[Data excerpts]

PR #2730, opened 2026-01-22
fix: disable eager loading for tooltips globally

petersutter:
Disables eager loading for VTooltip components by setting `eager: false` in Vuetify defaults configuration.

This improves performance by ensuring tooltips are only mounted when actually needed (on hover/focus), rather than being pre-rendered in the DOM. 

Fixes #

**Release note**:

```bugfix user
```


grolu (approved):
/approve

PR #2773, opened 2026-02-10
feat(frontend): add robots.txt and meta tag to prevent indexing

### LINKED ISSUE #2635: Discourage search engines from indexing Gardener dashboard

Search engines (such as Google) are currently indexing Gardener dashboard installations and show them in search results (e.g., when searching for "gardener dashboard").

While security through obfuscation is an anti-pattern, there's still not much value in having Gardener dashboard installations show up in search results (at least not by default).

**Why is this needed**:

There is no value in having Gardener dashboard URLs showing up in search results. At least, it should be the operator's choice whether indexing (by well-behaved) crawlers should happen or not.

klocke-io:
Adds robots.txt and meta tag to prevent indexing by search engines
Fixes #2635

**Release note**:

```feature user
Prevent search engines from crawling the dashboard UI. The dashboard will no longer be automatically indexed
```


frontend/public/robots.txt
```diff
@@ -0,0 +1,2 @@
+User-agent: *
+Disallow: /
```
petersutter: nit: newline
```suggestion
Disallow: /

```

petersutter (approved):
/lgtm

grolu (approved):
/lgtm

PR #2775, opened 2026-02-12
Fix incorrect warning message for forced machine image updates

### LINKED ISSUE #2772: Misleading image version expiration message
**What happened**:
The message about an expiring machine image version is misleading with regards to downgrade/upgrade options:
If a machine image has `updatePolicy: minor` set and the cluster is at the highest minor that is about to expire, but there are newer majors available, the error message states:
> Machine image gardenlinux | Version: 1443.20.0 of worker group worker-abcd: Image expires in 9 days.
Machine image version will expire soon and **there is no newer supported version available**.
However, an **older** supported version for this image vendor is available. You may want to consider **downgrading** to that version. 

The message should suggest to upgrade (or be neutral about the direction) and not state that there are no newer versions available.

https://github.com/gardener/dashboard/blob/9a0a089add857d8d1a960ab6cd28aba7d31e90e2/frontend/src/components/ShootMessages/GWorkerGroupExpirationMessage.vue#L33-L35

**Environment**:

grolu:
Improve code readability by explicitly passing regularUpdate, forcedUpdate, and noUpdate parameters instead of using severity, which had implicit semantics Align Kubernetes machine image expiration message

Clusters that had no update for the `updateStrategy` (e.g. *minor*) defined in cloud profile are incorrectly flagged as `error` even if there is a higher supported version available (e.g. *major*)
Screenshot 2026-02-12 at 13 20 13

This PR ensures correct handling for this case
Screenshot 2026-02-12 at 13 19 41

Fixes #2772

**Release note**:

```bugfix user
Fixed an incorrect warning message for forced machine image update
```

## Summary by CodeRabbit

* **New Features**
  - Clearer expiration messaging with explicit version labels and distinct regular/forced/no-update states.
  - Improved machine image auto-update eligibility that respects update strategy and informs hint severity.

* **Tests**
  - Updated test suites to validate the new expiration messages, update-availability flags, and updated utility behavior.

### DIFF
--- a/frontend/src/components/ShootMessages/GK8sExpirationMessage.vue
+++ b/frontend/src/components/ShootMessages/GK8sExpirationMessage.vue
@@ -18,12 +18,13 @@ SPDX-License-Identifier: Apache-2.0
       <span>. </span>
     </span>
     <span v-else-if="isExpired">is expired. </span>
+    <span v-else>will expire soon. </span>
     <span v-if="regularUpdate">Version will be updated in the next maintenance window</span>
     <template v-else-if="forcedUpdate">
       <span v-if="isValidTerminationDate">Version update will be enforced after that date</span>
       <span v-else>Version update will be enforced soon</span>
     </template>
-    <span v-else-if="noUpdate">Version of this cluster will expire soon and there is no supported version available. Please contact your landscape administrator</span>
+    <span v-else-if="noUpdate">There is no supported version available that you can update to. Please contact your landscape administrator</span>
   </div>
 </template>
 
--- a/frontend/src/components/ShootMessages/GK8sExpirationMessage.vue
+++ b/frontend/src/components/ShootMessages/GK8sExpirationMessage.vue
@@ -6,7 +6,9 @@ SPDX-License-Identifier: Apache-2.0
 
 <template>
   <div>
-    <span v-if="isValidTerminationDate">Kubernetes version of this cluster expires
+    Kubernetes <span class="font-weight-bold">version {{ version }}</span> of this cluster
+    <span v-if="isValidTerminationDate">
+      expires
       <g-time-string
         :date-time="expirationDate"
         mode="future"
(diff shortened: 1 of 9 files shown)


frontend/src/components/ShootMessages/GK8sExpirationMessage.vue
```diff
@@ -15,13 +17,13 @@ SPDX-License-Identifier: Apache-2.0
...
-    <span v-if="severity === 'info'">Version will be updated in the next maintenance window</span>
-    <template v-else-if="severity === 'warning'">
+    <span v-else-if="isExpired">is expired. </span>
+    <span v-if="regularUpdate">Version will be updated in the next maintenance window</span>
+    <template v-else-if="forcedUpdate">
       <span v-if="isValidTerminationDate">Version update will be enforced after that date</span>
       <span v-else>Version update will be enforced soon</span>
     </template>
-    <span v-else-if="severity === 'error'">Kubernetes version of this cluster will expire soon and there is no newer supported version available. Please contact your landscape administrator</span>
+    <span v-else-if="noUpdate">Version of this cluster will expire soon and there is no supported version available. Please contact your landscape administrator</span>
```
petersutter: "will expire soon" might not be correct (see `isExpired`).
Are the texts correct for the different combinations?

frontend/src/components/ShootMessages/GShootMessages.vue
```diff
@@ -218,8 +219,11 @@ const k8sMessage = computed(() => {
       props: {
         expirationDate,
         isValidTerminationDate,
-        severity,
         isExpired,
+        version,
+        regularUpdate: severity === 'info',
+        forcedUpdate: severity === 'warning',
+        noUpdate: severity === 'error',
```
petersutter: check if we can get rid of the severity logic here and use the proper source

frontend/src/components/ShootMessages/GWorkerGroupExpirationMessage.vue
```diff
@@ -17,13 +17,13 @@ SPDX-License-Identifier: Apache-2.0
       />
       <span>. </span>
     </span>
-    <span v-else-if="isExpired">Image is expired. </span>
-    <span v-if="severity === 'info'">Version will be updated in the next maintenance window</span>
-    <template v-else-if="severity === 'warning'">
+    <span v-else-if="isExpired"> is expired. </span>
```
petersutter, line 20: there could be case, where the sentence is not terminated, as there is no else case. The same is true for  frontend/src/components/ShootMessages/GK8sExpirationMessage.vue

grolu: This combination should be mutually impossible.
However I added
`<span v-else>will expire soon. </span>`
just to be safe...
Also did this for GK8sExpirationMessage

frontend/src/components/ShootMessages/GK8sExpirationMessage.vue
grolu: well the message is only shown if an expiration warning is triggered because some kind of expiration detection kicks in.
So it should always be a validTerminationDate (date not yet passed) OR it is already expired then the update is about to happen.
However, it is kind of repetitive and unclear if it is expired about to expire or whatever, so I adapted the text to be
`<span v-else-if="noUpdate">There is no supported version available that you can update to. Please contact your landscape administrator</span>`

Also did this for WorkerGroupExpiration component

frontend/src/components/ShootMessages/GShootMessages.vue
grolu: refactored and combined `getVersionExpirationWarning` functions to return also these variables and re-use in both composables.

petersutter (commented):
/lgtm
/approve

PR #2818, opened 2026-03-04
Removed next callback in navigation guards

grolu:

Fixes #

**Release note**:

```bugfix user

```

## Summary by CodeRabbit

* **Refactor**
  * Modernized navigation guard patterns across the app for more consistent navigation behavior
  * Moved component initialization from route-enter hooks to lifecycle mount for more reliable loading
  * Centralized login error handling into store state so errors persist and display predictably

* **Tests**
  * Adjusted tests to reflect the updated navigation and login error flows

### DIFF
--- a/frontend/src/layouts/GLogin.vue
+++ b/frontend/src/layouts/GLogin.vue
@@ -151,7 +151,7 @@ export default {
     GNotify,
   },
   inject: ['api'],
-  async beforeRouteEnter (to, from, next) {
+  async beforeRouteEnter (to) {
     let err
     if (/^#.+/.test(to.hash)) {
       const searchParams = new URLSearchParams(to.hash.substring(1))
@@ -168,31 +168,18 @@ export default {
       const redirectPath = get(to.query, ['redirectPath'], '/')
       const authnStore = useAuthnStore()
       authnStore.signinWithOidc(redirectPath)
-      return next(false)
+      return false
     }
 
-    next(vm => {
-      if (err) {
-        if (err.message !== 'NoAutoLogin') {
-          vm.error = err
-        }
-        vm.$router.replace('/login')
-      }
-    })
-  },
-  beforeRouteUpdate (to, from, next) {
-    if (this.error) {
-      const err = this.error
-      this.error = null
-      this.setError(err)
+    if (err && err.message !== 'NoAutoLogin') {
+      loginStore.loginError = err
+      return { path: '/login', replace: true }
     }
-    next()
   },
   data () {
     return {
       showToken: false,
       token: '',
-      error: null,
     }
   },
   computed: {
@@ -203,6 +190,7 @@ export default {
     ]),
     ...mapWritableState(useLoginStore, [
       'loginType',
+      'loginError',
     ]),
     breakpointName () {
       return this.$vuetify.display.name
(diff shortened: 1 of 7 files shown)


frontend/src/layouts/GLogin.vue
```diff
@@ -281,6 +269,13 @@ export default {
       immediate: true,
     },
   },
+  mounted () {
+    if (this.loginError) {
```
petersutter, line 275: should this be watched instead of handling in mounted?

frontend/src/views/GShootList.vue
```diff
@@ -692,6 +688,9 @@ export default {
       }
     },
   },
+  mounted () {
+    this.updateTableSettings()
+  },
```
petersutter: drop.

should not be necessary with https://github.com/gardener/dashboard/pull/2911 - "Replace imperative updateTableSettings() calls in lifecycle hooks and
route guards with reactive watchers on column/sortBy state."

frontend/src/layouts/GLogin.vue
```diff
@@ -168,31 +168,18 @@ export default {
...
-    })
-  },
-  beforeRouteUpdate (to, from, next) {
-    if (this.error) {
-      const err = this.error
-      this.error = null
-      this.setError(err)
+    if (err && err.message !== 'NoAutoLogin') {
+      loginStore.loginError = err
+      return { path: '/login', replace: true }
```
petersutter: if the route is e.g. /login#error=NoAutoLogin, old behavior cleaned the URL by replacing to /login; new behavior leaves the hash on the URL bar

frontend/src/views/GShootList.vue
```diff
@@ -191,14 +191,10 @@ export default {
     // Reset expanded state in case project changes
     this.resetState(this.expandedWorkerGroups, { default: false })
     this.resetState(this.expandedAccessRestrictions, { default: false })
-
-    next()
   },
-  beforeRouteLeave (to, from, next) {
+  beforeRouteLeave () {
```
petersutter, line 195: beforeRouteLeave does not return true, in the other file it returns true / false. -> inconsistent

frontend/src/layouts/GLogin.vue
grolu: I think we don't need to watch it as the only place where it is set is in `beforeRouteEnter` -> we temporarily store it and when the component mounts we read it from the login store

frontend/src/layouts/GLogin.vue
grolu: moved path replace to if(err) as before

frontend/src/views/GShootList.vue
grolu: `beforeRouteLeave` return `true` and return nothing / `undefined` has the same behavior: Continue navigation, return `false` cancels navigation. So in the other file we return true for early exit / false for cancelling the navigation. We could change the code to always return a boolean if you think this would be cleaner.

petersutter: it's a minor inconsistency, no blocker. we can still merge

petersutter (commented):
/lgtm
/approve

[/Data excerpts]
[Data excerpts]

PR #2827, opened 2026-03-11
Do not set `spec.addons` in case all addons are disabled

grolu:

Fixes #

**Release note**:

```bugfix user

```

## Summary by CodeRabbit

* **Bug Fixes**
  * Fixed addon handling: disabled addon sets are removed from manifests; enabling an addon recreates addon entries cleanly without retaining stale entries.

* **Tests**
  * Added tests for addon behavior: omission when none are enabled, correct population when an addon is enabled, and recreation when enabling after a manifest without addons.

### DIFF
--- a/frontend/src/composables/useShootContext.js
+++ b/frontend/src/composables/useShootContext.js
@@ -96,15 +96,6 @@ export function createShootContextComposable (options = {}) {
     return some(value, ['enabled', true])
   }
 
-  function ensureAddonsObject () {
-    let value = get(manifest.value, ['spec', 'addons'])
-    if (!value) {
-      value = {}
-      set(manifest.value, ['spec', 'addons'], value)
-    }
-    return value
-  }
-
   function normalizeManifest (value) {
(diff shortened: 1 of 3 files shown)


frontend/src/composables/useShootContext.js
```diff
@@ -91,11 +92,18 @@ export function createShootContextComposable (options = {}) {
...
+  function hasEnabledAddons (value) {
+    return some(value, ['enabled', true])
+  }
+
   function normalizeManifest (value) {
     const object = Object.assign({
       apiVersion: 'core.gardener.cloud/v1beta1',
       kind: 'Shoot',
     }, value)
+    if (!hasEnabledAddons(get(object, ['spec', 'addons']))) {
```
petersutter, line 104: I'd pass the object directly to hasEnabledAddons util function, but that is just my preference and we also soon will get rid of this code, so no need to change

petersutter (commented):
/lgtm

[/Data excerpts]
[Data excerpts]

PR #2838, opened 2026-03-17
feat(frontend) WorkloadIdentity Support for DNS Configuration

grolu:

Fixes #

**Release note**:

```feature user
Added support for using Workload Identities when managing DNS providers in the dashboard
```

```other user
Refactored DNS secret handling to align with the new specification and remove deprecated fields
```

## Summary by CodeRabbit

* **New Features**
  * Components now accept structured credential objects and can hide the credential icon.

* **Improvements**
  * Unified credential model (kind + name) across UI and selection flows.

[/Data excerpts]

> _What is needed_: For each line above that contains the word "options", give the line as it is written.

> _Reply to the exercise_:
The message about an expiring machine image version is misleading with regards to downgrade/upgrade options:
@@ -96,15 +96,6 @@ export function createShootContextComposable (options = {}) {
@@ -91,11 +92,18 @@ export function createShootContextComposable (options = {}) {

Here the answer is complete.